Florida Museum of Natural History research screened at international science media festival in Italy

Published: April 11 2008

Category:Seen & Heard, Top Stories

GAINESVILLE, Fla. — The PBS NOVA documentary “First Flower,” featuring Florida Museum of Natural History paleobotanist David Dilcher, recently bloomed on screen in Milan, Italy, at the Vedere la Scienza Festival, an international festival celebrating science-themed media.

“’First Flower’ looks at questions regarding the nature of the first flowers on earth, and also the beautiful diversity of living flowers in the mountains of south central China,” said Dilcher, a member of the National Academy of Sciences. “The beauty of the flowers featured and the intrigue of looking for the origin of flowering plants, and how they are related to one another, makes this a film that people enjoy. It’s a film everyone can learn something from.”

“First Flower,” which aired at the festival April 2, depicts Dilcher’s work, along with his colleague Sun Ge of Jilin University in Changchun, China. Together, the researchers described a 125-million-year-old fossil flowering plant they named Archaefructus liaoningensis, which means “ancient fruit from Liaoning Province of northeast China.”

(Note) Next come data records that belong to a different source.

PR #143, opened 2025-12-20
workflows: Add clang format check workflow.

soburi:
Cherry-pick the commit adding .clang-format from https://github.com/arduino/ArduinoCore-zephyr.

### DIFF
--- a/.github/workflows/format_check.yml
+++ b/.github/workflows/format_check.yml
@@ -1,0 +1,62 @@
+name: 'Format Check'
+
+on:
+  push:
+    branches:
+      - 'main'
+    paths:
+      - '**/*.c'
+      - '**/*.cpp'
+      - '**/*.h'
+      - '**/*.hpp'
+
+  pull_request:
+    types:
+      - opened
+      - edited
+      - reopened
+      - synchronize
+    branches:
+      - 'main'
+    paths:
+      - '**/*.c'
+      - '**/*.cpp'
+      - '**/*.h'
+      - '**/*.hpp'
+
+  workflow_dispatch:
+    inputs:
+      logLevel:
+        description: 'Log level'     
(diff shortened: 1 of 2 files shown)


.github/workflows/format_check.yml
```diff
@@ -0,0 +1,62 @@
...
+jobs:
+  format-check:
+    runs-on: ubuntu-latest
+    strategy:
+      matrix:
+        path:
+          - check: 'cores/arduino/'
+            exclude: 'cores/arduino/api/'
+          - check: 'loader/'
+            exclude: 'loader/llext_exports\.c$'
```
DhruvaG2000, line 43: These folders don't exist in this project, cleanup to remove irrelevant stuff.

DhruvaG2000 (changes requested):
I know this is just a cherrypick, but it would still be better if you added your SoB, since you are the one cherrypicking it to this project.
Also amend the commit body to contain something useful and resolve the github copilot review issues.
Thanks!

.github/workflows/format_check.yml
soburi: I think this will be added as the integration with the Arduino repository progresses, so I would like to leave it as it is as long as it doesn't cause any errors.

soburi:
@DhruvaG2000 
Thank you for your review.

> I know this is just a cherrypick, but it would still be better if you added your SoB, since you are the one cherrypicking it to this project.

I added sign-off-by line.

> Also amend the commit body to contain something useful and resolve the github copilot review issues.
> Thanks!

Copilot's point is about formatting.
If it doesn't cause any problems, I think it would be better to reduce the difference with the arduino branch for now.
I think it is not cause a issue.

DhruvaG2000 (approved):

PR #147, opened 2026-01-31
Arduino.h: Correct LED_BUILTIN define order

soburi:
Correct the order of LED_BUILTIN definitions so that board-specific
definitions of LED_BUILTIN take precedence.

### DIFF
--- a/cores/arduino/Arduino.h
+++ b/cores/arduino/Arduino.h
@@ -33,8 +33,6 @@
 
 #undef DIGITAL_PIN_CHECK_UNIQUE
 
-#ifndef LED_BUILTIN
-
 /* Return the index of it if matched, oterwise return 0 */
 #define LED_BUILTIN_INDEX_BY_REG_AND_PINNUM(n, p, i, dev, num)                                     \
 	(DIGITAL_PIN_EXISTS(n, p, i, dev, num) ? i : 0)
@@ -53,9 +51,9 @@
 	     DT_PHA_BY_IDX(DT_PATH(zephyr_user), builtin_led_gpios, 0, pin)) > 0)
 #warning "pin not found in digital_pin_gpios"
 #else
-#define LED_BUILTIN                                                                                \
-	DIGITAL_PIN_GPIOS_FIND_PIN(                                                              \
-		DT_REG_ADDR(DT_PHANDLE_BY_IDX(DT_PATH(zephyr_user), builtin_led_gpios, 0)),        \
+#define ZARD_LED_BUILTIN                                                                           \
+	DIGITAL_PIN_GPIOS_FIND_PIN(                                                                    \
+		DT_REG_ADDR(DT_PHANDLE_BY_IDX(DT_PATH(zephyr_user), builtin_led_gpios, 0)),                \
 		DT_PHA_BY_IDX(DT_PATH(zephyr_user), builtin_led_gpios, 0, pin))
 #endif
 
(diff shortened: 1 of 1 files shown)


cores/arduino/Arduino.h
```diff
@@ -53,7 +51,7 @@
 	     DT_PHA_BY_IDX(DT_PATH(zephyr_user), builtin_led_gpios, 0, pin)) > 0)
 #warning "pin not found in digital_pin_gpios"
 #else
-#define LED_BUILTIN                                                                                \
+#define LED_BUILTIN_                                                                                \
```
pillo79: I suggest using `ZARD_LED_BUILTIN` to make it clearer it's the Arduino core's definition.

pillo79 (approved):
LGTM! One small nit for your consideration.

cores/arduino/Arduino.h
soburi: Thank you for your point. Fixed.

pillo79 (approved):

cores/arduino/Arduino.h
```diff
@@ -67,15 +65,13 @@
 				    DT_PHA_BY_IDX(DT_ALIAS(led0), gpios, 0, pin)) > 0)
 #warning "pin not found in digital_pin_gpios"
 #else
-#define LED_BUILTIN                                                                                \
-	DIGITAL_PIN_GPIOS_FIND_PIN(DT_REG_ADDR(DT_PHANDLE_BY_IDX(DT_ALIAS(led0), gpios, 0)),     \
-				     DT_PHA_BY_IDX(DT_ALIAS(led0), gpios, 0, pin))
+#define ZARD_LED_BUILTIN                                                                           \
+	DIGITAL_PIN_GPIOS_FIND_PIN(DT_REG_ADDR(DT_PHANDLE_BY_IDX(DT_ALIAS(led0), gpios, 0)),           \
+							   DT_PHA_BY_IDX(DT_ALIAS(led0), gpios, 0, pin))
```
DhruvaG2000, line 70: I see lot's of whitespaces and tabs being mixed in github PR preview, can you stick with tabs please?

cores/arduino/Arduino.h
```diff
@@ -67,15 +65,13 @@
 				    DT_PHA_BY_IDX(DT_ALIAS(led0), gpios, 0, pin)) > 0)
 #warning "pin not found in digital_pin_gpios"
 #else
-#define LED_BUILTIN                                                                                \
-	DIGITAL_PIN_GPIOS_FIND_PIN(DT_REG_ADDR(DT_PHANDLE_BY_IDX(DT_ALIAS(led0), gpios, 0)),     \
-				     DT_PHA_BY_IDX(DT_ALIAS(led0), gpios, 0, pin))
+#define ZARD_LED_BUILTIN                                                                           \
```
DhruvaG2000, line 68: ZARD_ -> do you mean Zephyr Arduino or something? Can we think of slightly better naming here?

DhruvaG2000 (commented):
Functionality-wise we always had a `ifndef LED_BUILTIN` guarding this section so I am not expecting anything to change much. This approach does look cleaner now

cores/arduino/Arduino.h
soburi: This is the current .clang-format setting.
I'd like to consider this after reintegrating with the arduino-repo.

cores/arduino/Arduino.h
soburi: > ZARD_ -> do you mean Zephyr Arduino or something? Can we think of slightly better naming here?

Yes it is. I struggled with this, but couldn't come up with any other good ideas. If you have any suggestions, please let me know.
However, this isn't an externally visible interface; it simply defines a namespace specific to this module, so I don't think it's necessary to be too strict about it.
Since it often appears in long devicetree macros, it is important to consider that we do not want to use a very long prefix name.

pillo79: I think the idea was to keep with Zephyr using `Z_` for private stuff. Like Hiroshi, not a fan but can't come up with something better that's not way longer.

soburi: Z_ is Zephyr's namespace, so it's also difficult to use...

pillo79: Sorry I did not explain myself well. The comment was meant for Dhruva, I totally agree with using `ZARD_`, I wanted to say it _looks like_ the `Z_` that Zephyr uses for private stuff. I don't really like it, but have no better option.

soburi: Thank you for the explanation. It's clear that the conditions we cannot choice a very good name, but I think it's somewhat best in the choices. :-)

DhruvaG2000: ok I see... I am fine with this then

DhruvaG2000 (approved):

PR #1159, opened 2023-02-26
Try to fix a problem that hardcoded thread schedule defeats the effort to prioritize UI blocking tasks.

lifengl:
The reader/writer lock implementation always spin off a new task with hardcoded task scheduler to call PrepareResources. It happens in the critical path to access a project in the project system implementation. Most of the time, when evaluation is up to date, this is expected to be a quick check, but the extra thread pool scheduling leads it to be sensitive to thread pool issues. Because of this hardcoded scheduler usage, it defeats the effort to use a priority queue to finish UI blocking tasks when thread pool has been scheduled for many background works. 

The change is to prevent changing the behavior when GetResourceAsync is called on the UI thread, as it may lead new kind of deadlocks.

This is considered to be the reason (at least one reason) why priority queue doesn't seem to work in a 15s UI delay trace provided by David.

### DIFF
--- a/src/Microsoft.VisualStudio.Threading/AsyncReaderWriterResourceLock`2.cs
+++ b/src/Microsoft.VisualStudio.Threading/AsyncReaderWriterResourceLock`2.cs
@@ -214,6 +214,16 @@ public abstract class AsyncReaderWriterResourceLock<TMoniker, TResource> : Async
     }
 
     /// <summary>
+    /// Gets a task scheduler to prepare a resource for concurrent access.
+    /// </summary>
+    /// <param name="resource">The resource to prepare.</param>
+    /// <returns>A <see cref="TaskScheduler"/>.</returns>
+    protected virtual TaskScheduler GetTaskSchedulerToPrepareResourcesForConcurrentAccess(TResource resource)
+    {
+        return TaskScheduler.Default;
+    }
+
+    /// <summary>
     /// Prepares a resource for concurrent access.
     /// </summary>
     /// <param name="resource">The resource to prepare.</param>
@@ -769,7 +779,7 @@ public abstract class AsyncReaderWriterResourceLock<TMoniker, TResource> : Async
             AsyncReaderWriterResourceLock<TMoniker, TResource>.Helper.ResourceState finalState = forConcurrentUse ? ResourceState.Concurrent : ResourceState.Exclusive;
 
             Task? preparationTask = null;
-            TaskScheduler taskScheduler = TaskScheduler.Current.MaximumConcurrencyLevel > 1 ? TaskScheduler.Current : TaskScheduler.Default;
+            TaskScheduler taskScheduler = this.service.GetTaskSchedulerToPrepareResourcesForConcurrentAccess(resource);
 
             if (!this.resourcePreparationStates.TryGetValue(resource, out ResourcePreparationTaskState? preparationState))
             {
--- a/src/Microsoft.VisualStudio.Threading/AsyncReaderWriterResourceLock`2.cs
+++ b/src/Microsoft.VisualStudio.Threading/AsyncReaderWriterResourceLock`2.cs
@@ -503,7 +503,7 @@ public abstract class AsyncReaderWriterResourceLock<TMoniker, TResource> : Async
         /// <summary>
         /// A map of resources to the status of tasks that most recently began evaluating them.
         /// </summary>
-        private WeakKeyDictionary<TResource, ResourcePreparationTaskState> resourcePreparationStates = new WeakKeyDictionary<TResource, ResourcePreparationTaskState>(capacity: 2);
+        private readonly WeakKeyDictionary<TResource, ResourcePreparationTaskState> resourcePreparationStates = new WeakKeyDictionary<TResource, ResourcePreparationTaskState>(capacity: 2);
 
         /// <summary>
         /// Initializes a new instance of the <see cref="Helper"/> class.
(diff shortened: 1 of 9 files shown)


src/Microsoft.VisualStudio.Threading/AsyncReaderWriterResourceLock`2.cs
```diff
@@ -697,7 +697,7 @@ internal async Task<TResource> GetResourceAsync(TMoniker resourceMoniker, Cancel
         {
             using (AsyncReaderWriterResourceLock<TMoniker, TResource>.ResourceReleaser resourceLock = this.AcquirePreexistingLockOrThrow())
             {
-                TResource? resource = await this.service.GetResourceAsync(resourceMoniker, cancellationToken).ConfigureAwait(false);
+                TResource? resource = await this.service.GetResourceAsync(resourceMoniker, cancellationToken).ConfigureAwaitRunInline();
```
AArnott, line 700: I guess the net effect of this change is to force it to inline in more scenarios than before. Perhaps while on the UI thread? 

The next thing we do here is enter a lock. If the lock is contested, we'll block the antecedent task from invoking any other continuations. But more importantly perhaps, if we're on the UI thread we'll pump messages, which for lock or scheduling related code tends to be _really_ bad. Perhaps we should add a no-pumping using block around the lock.

src/Microsoft.VisualStudio.Threading/AsyncReaderWriterResourceLock`2.cs
```diff
@@ -768,6 +769,7 @@ private Task PrepareResourceAsync(TResource resource, CancellationToken cancella
             AsyncReaderWriterResourceLock<TMoniker, TResource>.Helper.ResourceState finalState = forConcurrentUse ? ResourceState.Concurrent : ResourceState.Exclusive;
 
             Task? preparationTask = null;
+            TaskScheduler taskScheduler = TaskScheduler.Current.MaximumConcurrencyLevel > 1 ? TaskScheduler.Current : TaskScheduler.Default;
```
AArnott, line 772: This makes me very nervous. There are other TaskSchedulers that may be in the system besides the ones you're thinking of. ReSharper for example has their own custom schedulers. I don't know how they set their `MaximumConcurrencyLevel` property, but in the past, folks who have used `TaskScheduler.Current` (usually by accident) often find themselves in deadlocks when their continuations inadvertently rely on a Resharper scheduler which has unknown and unwanted semantics.

src/Microsoft.VisualStudio.Threading/InternalUtilities.cs
```diff
@@ -85,7 +85,7 @@ internal static IEnumerable<string> GetAsyncReturnStackFrames(this Delegate cont
                 stateMachine.GetType().FullName,
                 state,
                 AsyncReturnStackPrefix,
-                (int)GetAddress(stateMachine)); // the int cast allows hex formatting
+                (long)GetAddress(stateMachine)); // the int cast allows hex formatting
```
AArnott, line 88: Update the comment too?
```suggestion
                (long)GetAddress(stateMachine)); // the long cast allows hex formatting
```

test/Microsoft.VisualStudio.Threading.Tests/AsyncReaderWriterResourceLockTests.cs
```diff
@@ -762,6 +762,31 @@ public async Task PreparationReservesLock()
         Assert.True(!preparationStartTask.Result.CanBeCanceled);
     }
 
+    [Fact]
+    public async Task PreparationReservesThrottlingScheduler()
```
AArnott, line 766: Did you mean _preserves_?

```suggestion
    public async Task PreparationPreservesThrottlingScheduler()
```

AArnott (approved):
I'm approving as your scenario is the primary user of this code, so my concerns being stated, you can decide how to act on them. :)

src/Microsoft.VisualStudio.Threading/AsyncReaderWriterResourceLock`2.cs
lifengl: This is to try to reduce the chance to reschedule the task continuation unnecessarily. I don't think it really changes the behavior here, because  it would be the same if GetResourceAsync doesn't yield, which is actually the most common situation in the product, as the project evaluation lazy would be done except the narrow initial loading time. If a no-puming logic is required, it would be required anyway, independent to this change.  (The contention should be unlikely a problem because inner code is really to register a few tasks, instead of doing any real work. Unlike the JTF, the sync lock in the lock service never shows to be a major contention point in any trace.

src/Microsoft.VisualStudio.Threading/AsyncReaderWriterResourceLock`2.cs
lifengl: yes, I am not fan of this logic, but have trouble to provide an alternative solution. Another possibility is to create a new virtual method to let the lock to potentially provide the TaskScheduler for PrepareResource work, and this can leave using TaskScheduler.Default, but the project lock service can choose the set of TaskScheduler to be compatible here. Of course, this would introduce a hard-to-explain contract. Let me know if you think that is a better solution here.

AArnott: Well, that sounds safer. And I'm a fan of [as simple as possible, but no simpler](https://www.bing.com/search?q=as+simple+as+possible%2C+but+no+simpler&cvid=7bf666f97b10476c803d00d3678aa649&aqs=edge..69i57j0l5j69i11004.333j0j1&pglt=43&FORM=ANNAB1&PC=U531). So in lieu of a simpler idea that is still safe, I like your virtual method idea. I'm guessing your override will do an actual concrete type check on the TaskScheduler to make sure it's the one you have in mind as safe and performant.

lifengl: sounds good, and it could make it much easier to apply a throttling of evaluations by using a special scheduler, instead of TaskScheduler.Default if we want to, and use a priority one for UI block/critical responsiveness path there if necessary

lifengl: I updated the PR, and please take a look.

AArnott (approved):
Looks good.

Features of the plant’s seed-containing fruits led Dilcher to conclude it was one of the earliest forms of flowering plants. The journal “Science” featured Dilcher’s research on its cover in 1998 and 2002.

Pamela and Doug Soltis, Florida Museum researchers who study plant and flower DNA in order to understand the evolutionary origins and relationships between flowers and flowering plants, also are interviewed in “First Flower.”

The Vedere la Scienza Festival ran from March 31 to April 6. According to its Web site, http://www.brera.unimi.it/film/en/index.php, the festival features “films by independent producers and big production companies, short videos, documentaries and TV movies, unreleased works and classic movies” of different genres, but united thematically by the common goal of communicating science.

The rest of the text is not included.